From these results we can see that you start to have more than 1% failure when packet size is greater than 700 1000 bytes.

The Facetime 2010 INVITE packet was 1093 bytes.  The Facetime 2013 INVITE packet is 714 bytes.  In any case there is a greater chance that the 714 byte packet will reach its intended destination.  From these results we can also see that you start to run into real trouble once you reach 1400 bytes.  Sure that’s twice the size of our current packet but who knows what the future holds for the capabilities of Facetime?  Screen sharing, multi-party conferencing, file transfer, etc all depend on larger SDP descriptions.  With the changes Apple has made they’ve not only increased the robustness of Facetime today, they’ve given themselves “room to grow” in the future.

Apple has spent some time in the trenches over the last few years and found out how difficult real-time communications can be in the real world.  Facetime isn't playing around anymore and Apple is becoming a serious networking (services?) company that's posed to take on current best-of-breed solutions.
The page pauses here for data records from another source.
PR #409, opened 2026-06-22
@W-22973057 Support multiple resource URIs

stephendeoca:

the pull request._

# Pull Request Template

## Description

BREAKING CHANGE: Updates OAUTH_GLOBAL_RESOURCE_URI to support multiple resource URIs.

## Motivation and Context

Audience in a JWT token may come from different environments deployed for global URL.

## Type of Change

If you're interested to see how this might be implemented in various open source projects, check out the update!

9 comments:

Anonymous said...

Very interesting, thanks!

Unknown said...

Great write up! Thank you for taking the time to analyze this.

Neill Wilkinson said...

Good Analysis. Some serious food for thought for the rest of us... Reminiscent of IAX2 putting signalling and media over the same UDP port.

Unknown said...

The SDP compression not only saves bytes, but also helps preventing "smart" ALGs messing around with the port numbers (until the ALGs deflate on the fly as well).

carlosj said...

Great article.

What I don't understand is where is the point in using protocols as complex as SIP/SDP and not being 100% compatible...

Unknown said...

what, they are not using sigcomp for compression?... dissapointed... :-)

hellt said...

Would you mind if I translate your post (with original link of course) in Russian language and post it to the tech blog resource?

hellt said...

Would you mind if I translate your post in Russian language and post it to tech blog resource (with original link of course)?

Anonymous said...

Amusing how like Digium's IAX2 facetime has become, binary, all on one port, multiplexed. Perhaps Mark was more right than we knew.